[Work item]
A verbatim copy of the lines from the one with "PR #2152, opened 2021-11-14" through the final line below is required; print it and nothing else.

[Saved entries]
PR #371, opened 2018-08-08
CT-1784 ico close page

aliuk2012:


beccapearce (changes requested):
When I closed an appeal, the document I uploaded wasn't shown on the case details page, nor was the message I wrote

The ticket also describes the state being changed to closed- overturned or closed-upheld, but it only said closed

The button has the copy record ICO decision but in the ticket is says record ICO decision and close

beccapearce (approved):
Previous comments still apply but will be tackled in another ticket. Would be nice to have the admin pages work with closed cases too though.

PR #382, opened 2018-08-13
Ct 1846 display overturned spike

beccapearce:
updates the type abbreviation method to return a string that can be used to call the current team and user service

### DIFF
--- a/app/services/current_team_and_user_service.rb
+++ b/app/services/current_team_and_user_service.rb
@@ -20,6 +20,6 @@ class CurrentTeamAndUserService
   private
 
   def resolver_for_case(kase)
-    "CurrentTeamAndUser::#{kase.type_abbreviation.delete(" ")}::#{kase.workflow.camelize}".constantize.new(kase)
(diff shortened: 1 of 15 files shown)


app/services/current_team_and_user_service.rb
```diff
@@ -20,6 +20,6 @@ def user
   private
 
   def resolver_for_case(kase)
-    "CurrentTeamAndUser::#{kase.type_abbreviation}::#{kase.workflow.camelize}".constantize.new(kase)
+    "CurrentTeamAndUser::#{kase.type_abbreviation.delete("_")}::#{kase.workflow.camelize}".constantize.new(kase)
```
stephenrichards: I can't help feeling that perhaps we'd be better off having a method on each case type which defines the current team and user class to use.  Then we wouldn't need lots of empty CurrentTeamAndUser classes.

stephenrichards (changes requested):

stephenrichards (changes requested):
See my suggestion for refatoring the whole CurrentTeamAndUser thang

stephenrichards (approved):

PR #391, opened 2018-08-17
CT-1874 add translations that are missing

beccapearce:
Do we need to test all of these? I think it makes sense to, to avoid this issue coming up again, but don't want to add a load of tests if that's a silly idea!


aliuk2012 (approved):
Lets add the tests as part of a bigger piece of work that ensures we testing the translations and their copy

PR #2152, opened 2021-11-14
Charging curve on Charging Stats and Charge Details dashboards

fmossott:
Added a charging curve on Charge Details and Charging Stats dashboards

image
image


parkr:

[Result of this task]
PR #2152, opened 2021-11-14
Charging curve on Charging Stats and Charge Details dashboards

fmossott:
Added a charging curve on Charge Details and Charging Stats dashboards

image
image


parkr:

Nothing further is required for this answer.